And it's not even like this got confined to just the internet. This has impacted public opinion. I don't know if you saw the YouGov poll, but more people think that the shooter was a Republican than a Democrat.18 This has actually broken through. There are people's parents texting their kids to ask them what a Groyper is. Heather Cox Richardson just flatly stated that he was far-right.19 Off of nothing!

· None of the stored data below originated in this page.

PR #431, opened 2026-04-23
refactor: improve execution tool guidance for script execution

Jazzcort:
This commit refactors MCP app detection and enhances the tool feedback loop to guide clients toward the correct execution tools.

Key changes:
* Extracted `_use_mcp_app_for_client` from `server.py` into a public `use_mcp_app_for_client` utility in `mcp_app.py` for cross-module reuse.
* Added a `_pick_execution_tool` helper in `run_script.py` to dynamically determine the right tool (`run_script`, `run_script_interactive`, or `run_script_with_confirmation`) based on script flags (readonly, needs_confirmation) and client capabilities.
* Updated `validate_script` to explicitly instruct the client on which execution tool to use next in its text response.
* Improved the error message in `run_script` to dynamically suggest the appropriate confirmation tool if the script requires confirmation but was called incorrectly.

### DIFF
--- a/src/linux_mcp_server/mcp_app.py
+++ b/src/linux_mcp_server/mcp_app.py
@@ -1,3 +1,57 @@
+from fastmcp.server.dependencies import get_context
+from mcp.types import InitializeRequestParams
+
+from linux_mcp_server.config import CONFIG
+
+
 RUN_SCRIPT_APP_URI = "ui://run_script_readonly_with_mcp_app/run-script-app.html"
 MCP_APP_MIME_TYPE = "text/html;profile=mcp-app"
 MCP_UI_EXTENSION = "io.modelcontextprotocol/ui"
+
+
+def use_mcp_app_for_client(client_params: InitializeRequestParams | None = None):
+    if client_params is None:
+        client_params = get_context().session.client_params
+
+    assert client_params is not None, (
+        "FastMCP framework error: client_params should not be None after `initialize` is done"
+    )
+    # The configuration can overwrite the MCP app support detection, so we have the flexibility to
+    # manually turn the Mcp app feature on/off for developing/testing purposes.
+    if CONFIG.use_mcp_apps is not None:
+        return CONFIG.use_mcp_apps
+
+    # For python-sdk -1.x, count on extensibility of protocol types - while this is being
+    # removed for v2, hopefully extensions will be there properly.
+    capabilities = client_params.capabilities
+    extensions = getattr(capabilities, "extensions", {})
+    mcp_ui_extension = extensions.get(MCP_UI_EXTENSION) or {}
+    mime_types = mcp_ui_extension.get("mimeTypes") or []
+
+    # The configuration can overwrite the MCP app support detection, so we have the flexibility to
+    # manually turn the Mcp app feature on/off for developing/testing purposes.
+    return MCP_APP_MIME_TYPE in mime_types
+
+
+def hide_app_tools_for_client(client_params: InitializeRequestParams | None = None):
+    # Versions of goose before 1.29.0 don't understand _meta.ui.visiblity, so would
+    # leak our app-only tools to the model. However, they also are happy to let the
+    # model call tools that aren't listed as well. So if we see such an old version
+    # of goose, we strip out the app-only tools.
+    if client_params is None:
+        client_params = get_context().session.client_params
+
+    assert client_params is not None, (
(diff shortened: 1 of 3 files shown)


Jazzcort:
Note: Returning `needs_confirmation: true` in the `structured_content` sometimes is not enough for the chat model to use the confirmation tool right a way. Without this patch, it's highly likely the chat model will still call `run_script` and hit the tool call error and then call the confirmation tool. This patch might also improve the situation when the flow just stops after `validate_script` without calling execution tool.

subpop:
I like this idea.

Jazzcort:
Let me fix the tests! 😁

panyamkeerthana:
Great idea! This should guide the model into the next step of the loop😁 Just curious, which model were you using to validate the new guidance?

Jazzcort:
@panyamkeerthana I use `gemini-3.1-pro-preview` most of the time for chat model.

Jazzcort:
I think I'll wait for some feedback on this. If it ends up quite positive and we want to merge this into main, I'll work on the test coverage then. 😁

src/linux_mcp_server/mcp_app.py
```diff
@@ -1,4 +1,27 @@
...
+from linux_mcp_server.config import CONFIG
+
+
 RUN_SCRIPT_APP_URI = "ui://run_script_readonly_with_mcp_app/run-script-app.html"
 ALLOWED_UI_RESOURCE_URIS = set([RUN_SCRIPT_APP_URI])
 MCP_APP_MIME_TYPE = "text/html;profile=mcp-app"
 MCP_UI_EXTENSION = "io.modelcontextprotocol/ui"
+
+
+def use_mcp_app_for_client(client_params: InitializeRequestParams):
```
owtaylor: Passing around client_params gets really tedious. We can use fastmcp's get_context() which gets the current context (async safely), but can't avoid client_params entirely because get_context() won't work in on_initialize, as far as I recall.

```suggestion
def use_mcp_app_for_client(client_params: InitializeRequestParams | None = None):
    if client_params is None:
        client_params = get_context().session.client_params
```

src/linux_mcp_server/tools/run_script.py
```diff
@@ -368,6 +369,16 @@ async def get_execution_state(id: str):
...
 
 
+def _pick_execution_tool(readonly: bool, needs_confirmation: bool, use_mcp_app: bool):
+    if not needs_confirmation and readonly:
+        return "run_script"
+
+    if use_mcp_app:
+        return "run_script_interactive"
+    else:
+        return "run_script_with_confirmation"
```
owtaylor: Don't see why readonly is needed here - that should already be reflected in needs_confirmation.

```suggestion
def _pick_execution_tool(needs_confirmation: bool):
    if not needs_confirmation:
        return "run_script"
    elif use_mcp_app_for_client():
        return "run_script_interactive"
    else:
        return "run_script_with_confirmation"
```

src/linux_mcp_server/tools/run_script.py
```diff
@@ -433,9 +456,17 @@ async def run_script(
...
+
+    if use_mcp_app_for_client(client_params):
+        confirmation_tool_name = "run_script_interactive"
+    else:
+        confirmation_tool_name = "run_script_with_confirmation"
+
     # Verify that this script doesn't require confirmation
     if script_details.needs_confirmation:
-        raise ToolError("This script requires confirmation. Use run_script_with_confirmation instead of run_script.")
+        raise ToolError(f"This script requires confirmation. Use {confirmation_tool_name} instead of run_script.")
```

Read Max: I wouldn't want to claim that what he's doing isn't political violence, but I think everybody's trying to put this in “Years of Lead”20 terms and attach it to a movement, a group, a cadre, or some social phenomenon, when in fact it seems like the total opposite. He was a kind of guy that we all have encountered. A Reddit kid, a band kid. And there's an assumption because he was on Discord21 that he was some satanic whatever--
Ettingermentum: But no, he was in very normal Discords. What's remarkable about him is he's actually doing all the stuff that you would expect to be the kind of socially well-adjusted person who's going to create the great America of J.D. Vance's imagination. He was hanging out with people of all political backgrounds on his Discord, according to Ken Klippenstein's reporting.22 He had a trade school job as an electrician. He was an apprentice. He had a relationship. He had hobbies. He went outside. He was a hiker. He went hunting. He was involved in all these communities. There's no traditional story of some kind of super socially maladjusted freak like you can make with Thomas Matthew Crooks.23 Everyone reporters have talked to has said, “Yeah, he wasn't a popular kid, but everybody liked him.”24 Everybody knows a person like that, and I hadn't thought about them in forever, which is why it just struck me so immediately as recognizable.
And I do wonder how many people my age were capable of recognizing this person but weren't part of the discussion about it, because there's not many people my age who have big platforms who can make those kinds of judgments.
Read Max: And there's the Millennial-to-Boomer understanding of what Discord is and how it functions in the lives of politically engaged young people, and then also the last 20 years or so of political assassination having mostly been either just straightforwardly insane people or school-shooter types.
Ettingermentum: A friend of mine, QuoProQuid on Twitter, had a really good point about how school shootings have become routine and not really as newsworthy as before. The type of person just seeking to make an impact on history, or get their name known, has migrated more towards going after public figures, because the security is lighter than at school. And as we saw with Trump and Luigi, they get a lot more coverage than a school shooting.
And especially with the right making such a big deal of it and the world coming to a halt for a full week at this point, if you're some nihilistic loser freak who wants to make some kind of point by killing someone, people in the public eye are a lot more enticing a target at this point than some classroom full of kids.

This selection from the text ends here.